By Victor Adeoti
Osogbo – UN Population Fund (UNPF), under its Youth Participatory
Platform (YPP), on Monday in Osogbo trained 200 adolescent secondary schoolgirls on digital
skill advocacy against Female Genital Mutilation (FGM).
News Agency of Nigeria (NAN) reports that the two-day training is in collaboration with
a Non-Governmental Organisation, Value Female Network (VFN).
The students, drawn from 20 schools across the state, were trained on how to use social
media to launch campaign against the prevalence of FGM.
Blessing Ashi, the UNFPA YPP representative, said that the training was aimed at
enhancing digital capacity for students as means of exposing the dangers of FGM.
Ashi, who noted that FGM had no benefit but complications, said it was sad that many
communities in the state still engaged in the age-long practice.
According to her, since social media is a veritable tool in information dissemination,
students will be trained on how to use Facebook, Twitter, Instagram and WhatsApp,
among others, to spread information about the dangers of FGM.
She listed some of the long-term consequences of FGM to include complications during
child birth, anaemia, damage to the urethra and sexual dysfunction.
She urged governments at all levels to strengthen their campaign against the harmful practice.
Elizabeth Talatu, the UNPF YPP Coordinator, Lagos Office, urged students to use the
digital platforms to expose perpetrators of FMG in their communities.

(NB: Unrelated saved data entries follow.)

Issue #3174, opened 2022-01-17
[Bug Report]: User creation done but reported as failed to the user


Julesdevops:
### Describe the Bug

When creating a user and selecting the option to send an invitation by email, I got an error like 'An unknown error occured'.
Checking the logs, I have this : 
```
[2022-01-17 16:54:45] production.ERROR: Expected response code 220 but got an empty response {"userId":5,"exception":"[object] (Swift_TransportException(code: 0): Expected response code 220 but got an empty response at /srv/bookstack.santepros.com/BookStack/vendor/swiftmailer/swiftmailer/lib/classes/Swift/Transport/AbstractSmtpTransport.php:447)
[stacktrace]
#0 .........
```

So I think my email configuration is broken right ?
But the problem is that the user was created anyway, without the assigned role/roles and without the 'user_create' log.
Maybe we could wrap this in a transaction, wdyt ?

### Steps to Reproduce

- Break your bookstack email sending config
- Create a user with email invitation
- Normally you will get an error but the user is created if you look at the user list

### Expected Behaviour

I think the user creation should fail entirely and maybe report a log entry with a high severity like : 'email sending failed' ?

### Exact BookStack Version

21.12

### PHP Version

7.4

### Hosting Environment

Ubuntu 20.04

Julesdevops:
@ssddanbrown Idk if you have started working on this, if not I can try and provide a PR. Let me know

ssddanbrown:
@Julesdevops I have not started work on this. Feel free to look to address, although I have assigned to the next patch release. If I start to wrap up the next patch release, and there's no PR, I may take this on myself.

ssddanbrown:
Addressed within #3179, To be part of the next patch release.

PR #3179, opened 2022-01-19
When creating a user, do not persist the user on invitation sending failure

Julesdevops:
See https://github.com/BookStackApp/BookStack/issues/3174

What this PR do:
- Wrap the user creation process in a transaction
- Add test


ssddanbrown:
Thanks for this @Julesdevops and extra thanks for covering with some tests!
All looks great and seems to work wonderfully when manually testing. Will merge for next patch release.

Issue #3205, opened 2022-01-27
[Bug Report]: "Be back soon" page rendering fails due to usage of `$cspNonce` which is undefined


ssddanbrown:
Probably best to massively simplify this view to not be relying on so much app logic.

Talatu urged female students to always report attempts by anyone to mutilate them to
Civil Society Organisations and the police, adding that there were laws against FGM in the country.
She also urged government, security agencies and the judiciary to ensure the domestication
of laws against FGM in states in order for culprits to be prosecuted.
She added that “UNFPA YPP, Lagos, organised this two-day training for girls in Osun
communities to train them on how to make use of social media to champion the
campaign against FGM.”
Dr Costly Aderibigbe, the VFN team leader, said Osun was chosen for the training because
of the high prevalence of FGM in the state.
Aderibigbe, who described FGM as partial or total removing of the external genitalia of
girls and young women for non-medical reasons, said all hands must be on deck to stop
the harmful practice.
According to her, since the world is now a global village through social media, the training will
help in spreading the ills of the practice.
The team leader said that after the training, the girls were
expected to train other girls in their schools and communities on how to use social media
to expose the ills of the practice.
Some of the students in attendance commended UNFPA and VFN for the training.
They promised to use social media to launch aggressive campaign against FGM in the state.